### Task details
Scan the data below and work out how many of its lines contain the word "groupId". Give only that number.

### Record set
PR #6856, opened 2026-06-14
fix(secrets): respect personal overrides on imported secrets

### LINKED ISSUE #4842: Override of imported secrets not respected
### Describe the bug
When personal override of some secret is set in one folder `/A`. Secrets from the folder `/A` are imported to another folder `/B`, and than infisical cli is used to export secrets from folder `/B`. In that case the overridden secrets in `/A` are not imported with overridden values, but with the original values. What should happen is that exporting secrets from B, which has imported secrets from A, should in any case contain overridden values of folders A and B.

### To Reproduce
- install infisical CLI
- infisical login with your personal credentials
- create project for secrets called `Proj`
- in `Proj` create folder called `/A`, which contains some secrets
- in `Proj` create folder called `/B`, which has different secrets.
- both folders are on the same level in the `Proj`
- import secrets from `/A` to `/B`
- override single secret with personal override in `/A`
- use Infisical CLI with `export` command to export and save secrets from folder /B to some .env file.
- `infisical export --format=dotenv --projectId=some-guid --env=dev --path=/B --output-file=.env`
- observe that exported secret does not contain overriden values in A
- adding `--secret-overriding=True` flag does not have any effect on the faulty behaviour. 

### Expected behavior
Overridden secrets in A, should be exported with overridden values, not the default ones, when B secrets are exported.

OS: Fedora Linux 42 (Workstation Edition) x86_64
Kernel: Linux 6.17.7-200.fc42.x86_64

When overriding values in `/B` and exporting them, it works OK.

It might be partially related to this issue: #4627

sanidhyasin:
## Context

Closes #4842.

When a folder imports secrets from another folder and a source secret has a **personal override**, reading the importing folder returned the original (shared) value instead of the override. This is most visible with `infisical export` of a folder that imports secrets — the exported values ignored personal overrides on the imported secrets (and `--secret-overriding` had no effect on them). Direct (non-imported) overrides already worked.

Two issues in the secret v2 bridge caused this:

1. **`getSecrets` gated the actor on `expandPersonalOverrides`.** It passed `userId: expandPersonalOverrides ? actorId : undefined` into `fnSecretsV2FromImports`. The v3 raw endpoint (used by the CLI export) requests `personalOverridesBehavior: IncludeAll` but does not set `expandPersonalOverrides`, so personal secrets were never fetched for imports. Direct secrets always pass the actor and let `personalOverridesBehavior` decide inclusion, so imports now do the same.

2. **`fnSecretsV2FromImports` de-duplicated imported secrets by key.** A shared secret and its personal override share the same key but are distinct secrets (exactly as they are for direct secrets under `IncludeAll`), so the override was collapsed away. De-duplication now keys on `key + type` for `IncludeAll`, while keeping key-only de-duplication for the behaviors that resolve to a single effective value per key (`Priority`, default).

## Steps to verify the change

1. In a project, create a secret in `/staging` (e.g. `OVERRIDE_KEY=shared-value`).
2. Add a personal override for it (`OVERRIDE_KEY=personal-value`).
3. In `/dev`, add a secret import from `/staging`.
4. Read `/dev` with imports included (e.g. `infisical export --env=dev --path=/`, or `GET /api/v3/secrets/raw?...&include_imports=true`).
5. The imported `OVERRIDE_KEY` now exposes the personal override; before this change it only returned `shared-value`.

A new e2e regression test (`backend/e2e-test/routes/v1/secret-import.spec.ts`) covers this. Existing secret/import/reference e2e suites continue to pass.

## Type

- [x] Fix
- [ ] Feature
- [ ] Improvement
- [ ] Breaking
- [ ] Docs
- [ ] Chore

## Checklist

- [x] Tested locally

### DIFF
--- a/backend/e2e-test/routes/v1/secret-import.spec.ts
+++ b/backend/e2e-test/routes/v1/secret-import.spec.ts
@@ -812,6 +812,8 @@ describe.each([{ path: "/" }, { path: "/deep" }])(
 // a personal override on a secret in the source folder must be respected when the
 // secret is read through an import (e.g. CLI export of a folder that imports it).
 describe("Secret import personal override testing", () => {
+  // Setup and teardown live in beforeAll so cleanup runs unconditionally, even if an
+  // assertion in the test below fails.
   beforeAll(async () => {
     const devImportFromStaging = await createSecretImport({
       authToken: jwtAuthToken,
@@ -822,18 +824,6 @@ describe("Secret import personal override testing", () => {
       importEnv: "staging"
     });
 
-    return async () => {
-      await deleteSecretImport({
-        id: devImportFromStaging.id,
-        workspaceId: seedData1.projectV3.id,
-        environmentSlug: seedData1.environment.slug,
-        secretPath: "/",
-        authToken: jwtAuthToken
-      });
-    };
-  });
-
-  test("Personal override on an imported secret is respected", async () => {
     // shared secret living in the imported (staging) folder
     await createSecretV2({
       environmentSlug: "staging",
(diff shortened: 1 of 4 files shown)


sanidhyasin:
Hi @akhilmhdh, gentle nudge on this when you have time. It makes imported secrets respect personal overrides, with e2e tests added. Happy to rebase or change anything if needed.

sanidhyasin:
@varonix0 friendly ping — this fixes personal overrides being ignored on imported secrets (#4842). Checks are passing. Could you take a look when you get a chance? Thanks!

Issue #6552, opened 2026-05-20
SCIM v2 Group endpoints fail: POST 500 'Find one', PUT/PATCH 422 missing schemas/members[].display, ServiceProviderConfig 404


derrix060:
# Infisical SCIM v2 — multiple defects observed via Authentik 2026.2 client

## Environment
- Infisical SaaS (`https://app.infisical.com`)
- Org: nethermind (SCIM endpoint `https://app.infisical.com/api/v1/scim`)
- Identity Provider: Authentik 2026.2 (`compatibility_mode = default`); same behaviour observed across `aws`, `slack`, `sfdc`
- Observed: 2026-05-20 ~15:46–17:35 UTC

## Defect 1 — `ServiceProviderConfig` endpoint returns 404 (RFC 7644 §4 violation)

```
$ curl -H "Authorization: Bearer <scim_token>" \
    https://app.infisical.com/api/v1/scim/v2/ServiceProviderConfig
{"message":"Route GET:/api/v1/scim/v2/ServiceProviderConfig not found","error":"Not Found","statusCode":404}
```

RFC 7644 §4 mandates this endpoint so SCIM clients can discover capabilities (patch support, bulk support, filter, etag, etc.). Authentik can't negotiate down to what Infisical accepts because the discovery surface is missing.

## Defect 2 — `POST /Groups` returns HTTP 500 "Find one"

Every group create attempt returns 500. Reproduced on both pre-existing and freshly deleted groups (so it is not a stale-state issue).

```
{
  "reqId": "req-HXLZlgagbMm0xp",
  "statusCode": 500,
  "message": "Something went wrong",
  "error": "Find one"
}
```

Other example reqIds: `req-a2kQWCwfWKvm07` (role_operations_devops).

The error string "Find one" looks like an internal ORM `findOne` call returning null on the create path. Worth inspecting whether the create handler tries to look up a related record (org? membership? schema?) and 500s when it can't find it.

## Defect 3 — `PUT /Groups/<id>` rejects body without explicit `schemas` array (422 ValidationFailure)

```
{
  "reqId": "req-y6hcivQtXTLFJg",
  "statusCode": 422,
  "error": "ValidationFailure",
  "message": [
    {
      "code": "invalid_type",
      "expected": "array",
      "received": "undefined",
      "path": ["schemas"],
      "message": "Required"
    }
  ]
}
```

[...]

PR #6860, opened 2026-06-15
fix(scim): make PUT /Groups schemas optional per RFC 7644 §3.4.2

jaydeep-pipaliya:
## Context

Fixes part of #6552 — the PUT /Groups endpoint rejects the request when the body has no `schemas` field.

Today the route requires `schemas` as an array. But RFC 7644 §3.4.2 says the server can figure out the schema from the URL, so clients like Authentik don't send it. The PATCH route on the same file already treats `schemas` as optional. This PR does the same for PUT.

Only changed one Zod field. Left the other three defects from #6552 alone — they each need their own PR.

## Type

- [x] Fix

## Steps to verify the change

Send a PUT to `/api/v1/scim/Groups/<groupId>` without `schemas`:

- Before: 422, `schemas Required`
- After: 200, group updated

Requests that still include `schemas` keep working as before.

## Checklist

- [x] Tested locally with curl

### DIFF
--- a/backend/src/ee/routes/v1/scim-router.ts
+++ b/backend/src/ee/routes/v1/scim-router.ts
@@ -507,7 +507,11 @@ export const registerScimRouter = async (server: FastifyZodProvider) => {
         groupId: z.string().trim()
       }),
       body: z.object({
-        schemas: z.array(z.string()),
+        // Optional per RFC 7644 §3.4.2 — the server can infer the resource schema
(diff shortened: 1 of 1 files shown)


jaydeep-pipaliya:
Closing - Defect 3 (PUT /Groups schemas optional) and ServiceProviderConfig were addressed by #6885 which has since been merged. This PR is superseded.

### Finished exercise
2